## [DATASET EXCERPTS]
PR #192, opened 2015-06-16
adds missing find_prioritisers call

### LINKED ISSUE #191: Throughput regression in 3.4.0
Between 63678f206f5648c64459574ab4b748c5852cf094 and b8cb778430df6279716f9ce4d8b849a518c74474 there's a double digit throughput drop when PerfTest is executed with

```
./runperftest.sh -p -x 1 -y 1 -s 1000 -z 60 -q 1000
```

videlalvaro:
Adds missing call to `find_prioritisers/1`. We need this call since the return from `init/1` on our `gen_server2` behaviour allows the app to swap the `gen_server2` behaviour module. If the module is changed we have to search for message prioritisers. 

Without this change, code like https://github.com/rabbitmq/rabbitmq-server/blob/master/src/rabbit_amqqueue_process.erl#L906 won't be called/used.

This bug was affecting both `rabbit_amqqueue_process` and `rabbit_mirror_queue_slave`. So mirroring performance should get enhanced as well.

Fixes #191

### DIFF
--- a/src/gen_server2.erl
+++ b/src/gen_server2.erl
@@ -576,10 +576,11 @@ init_it(Starter, Parent, Name0, Mod, Args, Options) ->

## [WHAT YOU WILL DO]
What's needed is a word-for-word copy of the lines from the one holding "Without this change, code" through the final line of the data.

## [ANSWER BELOW]
Without this change, code like https://github.com/rabbitmq/rabbitmq-server/blob/master/src/rabbit_amqqueue_process.erl#L906 won't be called/used.

This bug was affecting both `rabbit_amqqueue_process` and `rabbit_mirror_queue_slave`. So mirroring performance should get enhanced as well.

Fixes #191

### DIFF
--- a/src/gen_server2.erl
+++ b/src/gen_server2.erl
@@ -576,10 +576,11 @@ init_it(Starter, Parent, Name0, Mod, Args, Options) ->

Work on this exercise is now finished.